# how many ppl can reply to this thread good topic!



## hwarangdo-adam (Aug 31, 2006)

whats your favorite martial art and why?


----------



## terryl965 (Aug 31, 2006)

Tae Kwon Do it just fits for what I want in a Art.
Terry


----------



## zDom (Aug 31, 2006)

Hapkido. 

As taught in the dojang where I train, it meets all my goals:

- It's physically demanding so it keeps me fit - body, mind and spirit.

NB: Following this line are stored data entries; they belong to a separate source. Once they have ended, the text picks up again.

Issue #269, opened 2026-06-22
Publish Plumber Score to the hosted badge API (opt-in push + nudge + live README badge)


thomasboni:
## Context

We now have a hosted **Plumber Score** service at **`https://score.getplumber.io`**: it ingests a `plumber-report.json` and renders a live A–E badge + a report page per project. The CLI should be able to publish to it so any repo can show a live, self-updating badge.

The service is push-only, authenticated by **CI-native OIDC** (no secret, no app registration):

- **Push:** `POST https://score.getplumber.io/{platform}/{namespace}/{repo}`
  - `Authorization: Bearer <id-token>`, minted for **audience = the resolved endpoint** (default `https://score.getplumber.io`). The service **validates `aud`** — a missing/wrong audience is rejected (`401`). See §1b for the pipeline wiring and §5 for why the audience is pinned.
  - body = the **`plumber analyze` JSON output verbatim** (`plumber-report.json`).
  - `201` on success. Project comes from the URL; the branch/repo identity is read from the verified token, so a pipeline can only ever write its own repo's badge.
- `{platform}` = `github.com` / `gitlab.com` / self-hosted host; `{namespace}` may contain `/` (GitLab subgroups).
- **Badge:** `https://score.getplumber.io/{platform}/{namespace}/{repo}.svg` (links to `…/{repo}` — the report page).
- Docs: **https://getplumber.io/docs/plumber-score**

Work items for the CLI:

---

### 1. Opt-in option to push the score to the API

After analysis, when enabled, mint the CI OIDC id-token and POST the report to the project URL.

> **Publishing happens only in CI — never from a local `plumber analyze`.** The push requires a CI-native OIDC id-token, which can only be minted inside a GitHub Actions / GitLab CI pipeline. A developer running the CLI on their machine has no such token, so it does **not** (and cannot) publish. This is intentional: only a pipeline running in the repo can write that repo's badge, so a score can't be spoofed from a laptop.

- [ ] Ship the option in the **default `.plumber.yaml`** (what `plumber config init` / the default scaffold writes) — present but **off by default**, with a comment pointing to the docs so users discover it:
  ```yaml
  score:
    push: false   # publish this repo's Plumber Score badge (runs in CI only)
                  # docs: https://getplumber.io/docs/plumber-score
  ```
  Enabling it is the only thing a user changes (`push: true`); a `--push-score` flag and a `PLUMBER_SCORE_PUSH=true` env also flip it on without editing the config.
[...]

Issue #220, opened 2026-05-29
[BUG] Fix display on data collection fail


thomasboni:
Issue found by @Kirskov

## **Describe the bug**
When data collection on GitLab failed, every control is displayed as 100% compliant

<img width="846" height="512" alt="Image" src="https://github.com/user-attachments/assets/848e61fe-b534-4e79-beb9-79bf0886e904" />

The problem here is not the error itself (the connexion issue is correctly handled) but the display of results. 

Just in case, here are the logs of the error:
```
WARN[0030] Retrying GitLab API request due to rate limit or error action=retry attempt=1 backoff=996.136107ms context=platform/gitlab error="net/http: request canceled" maxRetries=3 method=POST statusCode=0 url="https://gitlab.com/api/graphql"
WARN[0031] Retrying GitLab API request due to rate limit or error action=retry attempt=2 backoff=1.793401234s context=platform/gitlab error="net/http: request canceled" maxRetries=3 method=POST statusCode=0 url="https://gitlab.com/api/graphql"
WARN[0033] Retrying GitLab API request due to rate limit or error action=retry attempt=3 backoff=3.782572796s context=platform/gitlab error="net/http: request canceled" maxRetries=3 method=POST statusCode=0 url="https://gitlab.com/api/graphql"
ERRO[0037] Failed to get ci merged configuration using GitLab GraphQL API action=FetchGitlabMergedCIConf error
```

## **To Reproduce**

Launch a cli, turn off your network and wait 

## **Expected behavior**

Nothing is display instead of 100% for control that wasn't able to be run due to lack of data

Joseph94m:
@thomasboni  thanks for the Issue. Will have a look asap.

Joseph94m:
@thomasboni  this is also present in github. Should be better on the most recent version now

thomasboni:
All good 👍

PR #271, opened 2026-06-25
feat(artifacts): Push results to API

Joseph94m:
Issue #269

### DIFF
--- a/.github/workflows/plumber-action.yml
+++ b/.github/workflows/plumber-action.yml
@@ -23,6 +23,7 @@ jobs:
     permissions:
       contents: read
       security-events: write
+      id-token: write          # mint the OIDC id-token for the Plumber Score push
     steps:
       - uses: actions/checkout@9c091bb21b7c1c1d1991bb908d89e4e9dddfe3e0 # v7.0.0
         with:
@@ -46,10 +47,15 @@ jobs:
         env:
           GH_TOKEN: ${{ github.token }}
         run: |
+          # --score-push is safe on every trigger: the CLI publishes on every
+          # run, and the score service keeps only the default-branch result for
+          # the public badge (it reads the verified branch from the OIDC token
+          # claim, which the CLI cannot forge).
           ./plumber analyze \
             --sarif plumber.sarif \
             --output plumber-report.json \
             --score-point \
+            --score-push \
             --threshold 100 \
             --fail-warnings
 
--- a/.github/workflows/release.yml
+++ b/.github/workflows/release.yml
@@ -243,6 +243,11 @@ jobs:
           labels: ${{ steps.meta.outputs.labels }}
           cache-from: type=gha
           cache-to: type=gha,mode=max
+          # Always rebuild the `runtime` stage so `apk upgrade` re-runs and pulls
+          # current OS security fixes; the cached `builder` stage keeps Go builds
+          # fast. Without this the runtime layer is restored from gha cache release
+          # after release and ships stale openssl/curl/git.
+          no-cache-filter: runtime
 
       - name: Attest Docker image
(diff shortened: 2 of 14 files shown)


thomasboni:
Some remarks:

## 1. Always push the analysis result. Drop the CLI-side default-branch gate.

The CLI currently gates the score push to the repo's default branch (onDefaultBranchCI), so MR/PR/tag/feature-branch pipelines self-skip silently. That's wrong: the score service should decide what to display, not the CLI.

The CLI publishes on every run where push is enabled and a CI OIDC token is available. The token carries the verified branch, so the service filters server-side and keeps only the default-branch result for the public badge. Pushing from every branch keeps the stored report current and makes the feature actually testable from an MR.

Why this matters (the bug it fixes): in a GitLab MR pipeline CI_COMMIT_BRANCH is empty, so IsOnDefaultBranchCI() returns false and the push is skipped — with no log line, so it just looks broken. Same for any non-default run on GitHub. You can't validate the push from a feature branch at all today.

Proposed code changes:
- Remove the default-branch gate block in handleScorePublishingOnce.
- Delete the now-dead helpers onDefaultBranchCI and githubEventDefaultBranch (+ the GITHUB_EVENT_PATH reader and the gitlab import they pulled in).
- Drop the three gate tests; add one that proves a non-default-branch run (GitLab MR pipeline, empty CI_COMMIT_BRANCH, subgroup path) still POSTs exactly once.
- Update the README "Live Score Badge" paragraph and the action workflow comment: "publishes on every run; the score service keeps only the default-branch result for the public badge (it reads the verified branch from the OIDC token)."

Keep one guard that is orthogonal to the branch gate: skip the push when result.DataCollectionDegraded (warn, don't fail). The --badge feature already does this (gitLabBadgeShouldUpdate, issue #220): an incomplete/rate-limited run must not overwrite the last good score with a misleading one. The score push has no such guard today — and now that it fires on every run, a degraded default-branch run would POST a misleading score that the service displays as the public badge. Removing the branch gate and keeping the degraded-data guard are independent: do both.

Depends on: the score service must do the branch filtering (accept all pushes, display only the default branch based on the token's branch claim).

Note: local runs still never publish (no token), and the in-CI no-token cases still warn rather than fail — only the branch restriction is removed.


## 2. By testing the feature, I understood that having both place to enable push is confusing. It should be centralized.

Design decision: one place to opt into score push — the CI integration input.

The push currently has two co-equal toggles: the action/component score-push input and score.push in .plumber.yaml. They're OR'd (pushScore || sc.IsPushEnabled()), so nobody edits both — but documenting two places is one too many.

What decides the canonical place is the OIDC token, which differs per platform:

- GitHub: the token needs permissions: id-token: write, which only the workflow can grant (the action can't). The user is forced into the workflow file regardless, so score-push: true belongs right there — zero extra surface. A .plumber.yaml toggle would be a second file that still doesn't work without the workflow edit.
- GitLab: the component always mints the token, so enabling push is a one-liner in the inputs: block you already wrote to include the component.

In both cases the CI input is co-located with a change the user is already making. .plumber.yaml is the odd one out: it's a provider-agnostic policy file that's also read on local runs where push is a no-op — a CI-only toggle doesn't belong there.

Decision:
- Make the action/component score-push input the single documented way to enable push.
- Remove the score: block from the default .plumber.yaml scaffold and the README "enable publishing" copy that points at it.
- Discoverability stays covered by the runtime nudge.

## 3. Don't ship the verbatim .plumber.yaml in the report, normalize it

Proposed payload change:
- Send the normalized effective policy (parsed, comments stripped), not the verbatim file.
- Include a content hash of that normalized policy

thomasboni (approved):

thomasboni:
All good, I merge

PR #322, opened 2021-07-29
_tofilelikeC14N: Always close output buffer

encukou:
Hello!
I'm reviewing output from a static analyzer, and found a piece of code that looks OK on closer inspection, but could be made more *obviously* correct.
I'm not very familiar with the code, but:

If `writer.error_log.__enter__` or `c14n.xmlC14NDocSaveTo` would
raise an exception, `c_buffer` would leak.
It seems that currently, neither of those can actually raise
(they're small tight `cdef` functions), but there's no
guarantee they'll remain exception-free in the future.

But there's one more thing that potentially could leak (at
least Cython generates an `unlikely` `goto` block for it):
the lookup of `__exit__` that happens at the start of the
`with` block.

---
There might be more like this as I trawl through static analyzer warnings and filter out false positives; are PRs like this helpful?

### DIFF
--- a/src/lxml/serializer.pxi
+++ b/src/lxml/serializer.pxi
@@ -862,15 +862,17 @@ cdef _tofilelikeC14N(f, _Element element, bint exclusive, bint with_comments,
         elif hasattr(f, 'write'):
             writer   = _FilelikeWriter(f, compression=compression)
             c_buffer = writer._createOutputBuffer(NULL)
-            with writer.error_log:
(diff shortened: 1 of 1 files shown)


scoder:
Right, there's no guarantee that the context manager itself won't raise. (`c14n.xmlC14NDocSaveTo()` is a plain C library function.)

Thanks, I'm happy to take such PRs.

PR #330, opened 2021-10-22
Add support for Python 3.10

hugovk:
Python 3.10 was released on 2021-10-04:

* https://discuss.python.org/t/python-3-10-0-is-now-available/10955


bastimeyer:
I really don't like being annoying and having to ask this follow-up question, but is there a chance for the 4.6.4 release this week? The missing wheels on 4.6.3 are causing issues for users of our project, and lxml 4.6.4 is a blocking issue for our next release which needs to support py3.10 on all platforms.
Thanks

PR #333, opened 2021-11-26
Use the non-depcrecated TextTestResult instead of _TextTestResult

hroncok:
_TextTestResult was removed from Python 3.11.
TextTestResult is available on all supported Python versions.


scoder:
Thanks

PR #335, opened 2022-01-12
Added note to documentation about XSLT bug

trevor87:


scoder:
Thanks. I'd rather move it down to the end of that section, though, after the paragraph that describes the supported features. This is (practically) an unsupported feature, so it chains nicely.

trevor87:
I moved the note to the end. As I do not have my devtools on this computer, I had to do it in Github and therefore could not test building the documentation again.

scoder:
Thanks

- It is a well-rounded curriculum that provides me with the tools I need to defend myself in the most likely self-defense scenarios

- To me, it has aesthetic value -- it LOOKS good

- Having chosen it because it was the best option for me in this area, the more I study it, the more it grows dear to me heart.


----------



## searcher (Aug 31, 2006)

If I have to choose one and I can choose any style I will choose- Dog Brothers style stickfighting.   I don't participate with them on a daily basis, but laying it out there with little to no protection is a wonderfully exciting way of testing yourself.  A close second and thrid are TKD and EPAK.


----------



## matt.m (Aug 31, 2006)

I love Tae Kwon Do.  I have recently had to go on hiatus from hapkido because of multiple injuries.  However, Scott and I almost parrot each other.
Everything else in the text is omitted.